Activity: Nothing but an exact copy of the data should be given.

╭─ Data listing

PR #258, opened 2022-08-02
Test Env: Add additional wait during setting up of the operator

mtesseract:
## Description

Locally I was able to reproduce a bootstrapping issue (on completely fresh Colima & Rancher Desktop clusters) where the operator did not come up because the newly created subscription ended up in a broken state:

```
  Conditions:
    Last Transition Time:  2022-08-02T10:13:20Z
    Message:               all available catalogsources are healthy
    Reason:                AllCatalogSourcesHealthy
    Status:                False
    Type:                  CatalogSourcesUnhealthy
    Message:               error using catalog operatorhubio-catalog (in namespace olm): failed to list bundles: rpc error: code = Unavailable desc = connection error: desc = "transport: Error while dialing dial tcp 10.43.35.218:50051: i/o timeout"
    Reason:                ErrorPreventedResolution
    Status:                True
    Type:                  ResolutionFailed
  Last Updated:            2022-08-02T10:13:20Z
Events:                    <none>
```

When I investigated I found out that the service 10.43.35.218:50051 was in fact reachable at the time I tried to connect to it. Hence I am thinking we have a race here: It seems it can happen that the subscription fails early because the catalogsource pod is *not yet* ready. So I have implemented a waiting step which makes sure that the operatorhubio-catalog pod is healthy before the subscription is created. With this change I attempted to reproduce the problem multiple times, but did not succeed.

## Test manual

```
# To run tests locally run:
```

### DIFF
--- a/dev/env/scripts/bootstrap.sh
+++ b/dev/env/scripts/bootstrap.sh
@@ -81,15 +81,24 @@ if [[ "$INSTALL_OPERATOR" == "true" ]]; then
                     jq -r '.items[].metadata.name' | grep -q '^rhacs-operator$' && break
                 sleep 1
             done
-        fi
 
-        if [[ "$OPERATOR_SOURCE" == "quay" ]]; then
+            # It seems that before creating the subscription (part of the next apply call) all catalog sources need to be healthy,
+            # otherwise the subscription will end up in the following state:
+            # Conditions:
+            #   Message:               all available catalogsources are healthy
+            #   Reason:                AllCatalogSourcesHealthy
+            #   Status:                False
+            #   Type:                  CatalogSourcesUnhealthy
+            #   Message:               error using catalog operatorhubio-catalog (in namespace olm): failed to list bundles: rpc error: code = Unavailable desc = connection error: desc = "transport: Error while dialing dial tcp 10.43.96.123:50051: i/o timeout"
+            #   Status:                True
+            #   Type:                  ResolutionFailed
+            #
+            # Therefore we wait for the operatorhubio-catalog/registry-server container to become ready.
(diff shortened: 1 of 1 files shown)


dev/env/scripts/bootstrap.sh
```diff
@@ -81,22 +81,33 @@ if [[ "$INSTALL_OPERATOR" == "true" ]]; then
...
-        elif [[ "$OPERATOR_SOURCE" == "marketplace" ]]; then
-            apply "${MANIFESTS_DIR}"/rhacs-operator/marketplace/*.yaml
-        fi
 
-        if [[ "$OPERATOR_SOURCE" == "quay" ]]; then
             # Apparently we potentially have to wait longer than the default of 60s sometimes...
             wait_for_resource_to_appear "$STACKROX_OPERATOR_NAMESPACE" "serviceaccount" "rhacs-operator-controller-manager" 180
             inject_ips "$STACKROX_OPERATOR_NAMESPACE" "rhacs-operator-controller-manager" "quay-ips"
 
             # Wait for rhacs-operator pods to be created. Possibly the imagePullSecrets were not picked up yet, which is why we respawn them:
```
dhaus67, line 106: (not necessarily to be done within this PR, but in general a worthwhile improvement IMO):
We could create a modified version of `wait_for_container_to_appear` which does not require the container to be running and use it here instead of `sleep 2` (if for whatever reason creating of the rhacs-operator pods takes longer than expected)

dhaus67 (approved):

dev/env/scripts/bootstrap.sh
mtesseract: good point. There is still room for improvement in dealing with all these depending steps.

╰─

Answer below:
PR #258, opened 2022-08-02
Test Env: Add additional wait during setting up of the operator

mtesseract:
## Description

Locally I was able to reproduce a bootstrapping issue (on completely fresh Colima & Rancher Desktop clusters) where the operator did not come up because the newly created subscription ended up in a broken state:

```
  Conditions:
    Last Transition Time:  2022-08-02T10:13:20Z
    Message:               all available catalogsources are healthy
    Reason:                AllCatalogSourcesHealthy
    Status:                False
    Type:                  CatalogSourcesUnhealthy
    Message:               error using catalog operatorhubio-catalog (in namespace olm): failed to list bundles: rpc error: code = Unavailable desc = connection error: desc = "transport: Error while dialing dial tcp 10.43.35.218:50051: i/o timeout"
    Reason:                ErrorPreventedResolution
    Status:                True
    Type:                  ResolutionFailed
  Last Updated:            2022-08-02T10:13:20Z
Events:                    <none>
```

When I investigated I found out that the service 10.43.35.218:50051 was in fact reachable at the time I tried to connect to it. Hence I am thinking we have a race here: It seems it can happen that the subscription fails early because the catalogsource pod is *not yet* ready. So I have implemented a waiting step which makes sure that the operatorhubio-catalog pod is healthy before the subscription is created. With this change I attempted to reproduce the problem multiple times, but did not succeed.

## Test manual

```
# To run tests locally run:
```

### DIFF
--- a/dev/env/scripts/bootstrap.sh
+++ b/dev/env/scripts/bootstrap.sh
@@ -81,15 +81,24 @@ if [[ "$INSTALL_OPERATOR" == "true" ]]; then
                     jq -r '.items[].metadata.name' | grep -q '^rhacs-operator$' && break
                 sleep 1
             done
-        fi
 
-        if [[ "$OPERATOR_SOURCE" == "quay" ]]; then
+            # It seems that before creating the subscription (part of the next apply call) all catalog sources need to be healthy,
+            # otherwise the subscription will end up in the following state:
+            # Conditions:
+            #   Message:               all available catalogsources are healthy
+            #   Reason:                AllCatalogSourcesHealthy
+            #   Status:                False
+            #   Type:                  CatalogSourcesUnhealthy
+            #   Message:               error using catalog operatorhubio-catalog (in namespace olm): failed to list bundles: rpc error: code = Unavailable desc = connection error: desc = "transport: Error while dialing dial tcp 10.43.96.123:50051: i/o timeout"
+            #   Status:                True
+            #   Type:                  ResolutionFailed
+            #
+            # Therefore we wait for the operatorhubio-catalog/registry-server container to become ready.
(diff shortened: 1 of 1 files shown)


dev/env/scripts/bootstrap.sh
```diff
@@ -81,22 +81,33 @@ if [[ "$INSTALL_OPERATOR" == "true" ]]; then
...
-        elif [[ "$OPERATOR_SOURCE" == "marketplace" ]]; then
-            apply "${MANIFESTS_DIR}"/rhacs-operator/marketplace/*.yaml
-        fi
 
-        if [[ "$OPERATOR_SOURCE" == "quay" ]]; then
             # Apparently we potentially have to wait longer than the default of 60s sometimes...
             wait_for_resource_to_appear "$STACKROX_OPERATOR_NAMESPACE" "serviceaccount" "rhacs-operator-controller-manager" 180
             inject_ips "$STACKROX_OPERATOR_NAMESPACE" "rhacs-operator-controller-manager" "quay-ips"
 
             # Wait for rhacs-operator pods to be created. Possibly the imagePullSecrets were not picked up yet, which is why we respawn them:
```
dhaus67, line 106: (not necessarily to be done within this PR, but in general a worthwhile improvement IMO):
We could create a modified version of `wait_for_container_to_appear` which does not require the container to be running and use it here instead of `sleep 2` (if for whatever reason creating of the rhacs-operator pods takes longer than expected)

dhaus67 (approved):

dev/env/scripts/bootstrap.sh
mtesseract: good point. There is still room for improvement in dealing with all these depending steps.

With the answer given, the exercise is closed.